Perhaps because of that second possible outcome, the Supreme Court recently turned down an opportunity to consider the scope of parental rights. Six of the nine justices voted not to hear Parents Protecting Our Children v. Eau Claire Area School District, leaving it one vote shy of being taken up.

Although the case was focused on whether the parents involved had legal standing, it raised questions about whether educators’ violate parental rights by keeping a student’s gender identity private.

Justice Samuel Alito wrote a dissent about his colleagues’ decision not to hear it, arguing that courts are using the issue of standing to avoid contentious debates.

In January, the justices will have another chance to take up the issue. That’s when they’re expected to decide whether or not to hear Mahmoud v. Taylor, a case brought by religious parents who want to be able to opt their kids out of reading books about gender transitioning and some other LGBTQ issues.

The case involves a free exercise claim, not a claim about parental rights. But Eric Baxter, who is representing the parents, said it wouldn’t be surprising for the 14th Amendment to come up if the court hears the case.

“The court has leeway to look across both areas of law to reach a decision,” said Baxter, a vice president and senior counsel for Becket.

Assuming the Supreme Court does revisit parental rights sometime soon, legal experts generally predict that the justices will confirm and even build on what’s laid out in Meyer and Pierce.

But they don’t think such a ruling will necessarily turn down the temperature of ongoing debates.

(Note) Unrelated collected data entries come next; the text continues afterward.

PR #2582, opened 2020-01-14
feat: update ContextMenu to neutralLayerFloating

eljefe223:
# Description
Closes: #2250 

Updated `<ContextMenu/>` to use `neutralLayerFloating`

Before:
Screen Shot 2020-01-14 at 2 43 24 PM

After:
Screen Shot 2020-01-14 at 2 54 55 PM

## Issue type checklist

## Process & policy checklist

### DIFF
--- a/packages/fast-components-styles-msft/src/context-menu-item/index.ts
+++ b/packages/fast-components-styles-msft/src/context-menu-item/index.ts
@@ -8,7 +8,6 @@ import {
     neutralFillStealthHover,
     neutralFocus,
     neutralForegroundRest,
-    neutralLayerFloating,
 } from "../utilities/color";
 import { ContextMenuItemClassNameContract } from "@microsoft/fast-components-class-name-contracts-msft";
 import { height, horizontalSpacingNumber } from "../utilities/density";
--- a/packages/fast-components-styles-msft/src/context-menu-item/index.ts
+++ b/packages/fast-components-styles-msft/src/context-menu-item/index.ts
@@ -61,11 +61,11 @@ const styles: ComponentStyles<ContextMenuItemClassNameContract, DesignSystem> = 
             },
         }),
         "&:hover": {
-            background: neutralFillStealthHover(neutralLayerFloating),
+            background: neutralFillStealthHover,
             ...highContrastSelected,
         },
         "&:active": {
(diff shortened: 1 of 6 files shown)


chrisdholt:
@eljefe223 I think this is either a feature or a fix, we want the package to bump with this change. I'd advocate for fix here - while I know that this is seen as broken from a design standpoint, when the initial work was done the new recipe hadn't been created yet. This is net-new technically for the component, so I would suggest "feat"

eljefe223:
> This will make the menu container and menu item appear correct, but a context menu can have any type of child, which will not have the correct background context. I was looking for something like we had solved for the select control where the flyout portion has the intended design system context, so all child components will render correctly. For a specific example, menus also have divider children, and there's no single style update that will allow a divider to work in and out of a context menu.

Thanks, Brian. We chatted about this offline. Was trying to avoid this as it was a but of extra work but I think it makes sense. Took care of this with the latest commit.

packages/fast-components-styles-msft/src/context-menu-item/index.ts
```diff
@@ -8,6 +8,7 @@ import {
     neutralFillStealthHover,
     neutralFocus,
     neutralForegroundRest,
+    neutralLayerFloating,
```
bheston: Still needed?

packages/fast-components-styles-msft/src/context-menu/index.ts
```diff
@@ -3,17 +3,18 @@ import { ComponentStyles } from "@microsoft/fast-jss-manager";
...
     HighContrastColor,
     highContrastOptOutProperty,
     highContrastSelector,
 } from "../utilities/high-contrast";
+import { neutralLayerFloating } from "../utilities/color";
 
 const styles: ComponentStyles<ContextMenuClassNameContract, DesignSystem> = {
     contextMenu: {
-        background: backgroundColor,
+        background: neutralLayerFloating,
```
bheston: I think this can go back to `backgroundColor` since it's wrapped in the correct color <Background> now.

eljefe223: This needs to remain since the styles get applied outside the context of the background change.

PR #2587, opened 2020-01-15
feat: adds background fill, text fill, and stroke fill capabilities to Figma plugin

nicholasrice:
# Description
Enables setting background fills, stroke fills, and text fills as color recipes to Figma nodes. Setting a recipe will assign the color to the node, and the node will react to any upstream changes to fills. 

This means child nodes can react to color changes of their parent, enabling adaptive color.


packages/fast-figma-plugin-msft/src/interface/plugin-ui.tsx
```diff
@@ -0,0 +1,200 @@
...
+        active: string;
+        action: any;
+    }): JSX.Element {
+        return (
+            <React.Fragment>
+                <Label htmlFor={options.id} jssStyleSheet={recipeLabelStyleOverrides}>
+                    {options.label}
+                </Label>
+                <Select
+                    id={options.id}
```
janechu: wondering if we should worry about id conflicts here, should we use `uniqueId` from `lodash-es` and have this as a prefix?

packages/fast-figma-plugin-msft/src/messaging/common.ts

Frederick Gedicks, who retired in 2024 after more than 30 years as a law professor at BYU, described recent education battles as both legal and cultural. You can’t fully resolve them as long as some families feel teachers have turned their backs on important values, including faith.

”If you were a Protestant in New Jersey where I grew up in the 1950s and early 1960s, you could send your kids off to school and not worry at all about what would happen there because everything that happened there would be consistent with Protestantism,” he said. In recent years, “there’s been a removal of that kind of implicit cultural privilege,” which feels to some like an attack.

You also can’t fully resolve the tension between parents and schools without building a shared understanding about what schools are meant to teach, Moschella said.

So long as disagreement over who should control conversations about issues like race, sexuality and gender, there’s going to be conflict over parental rights.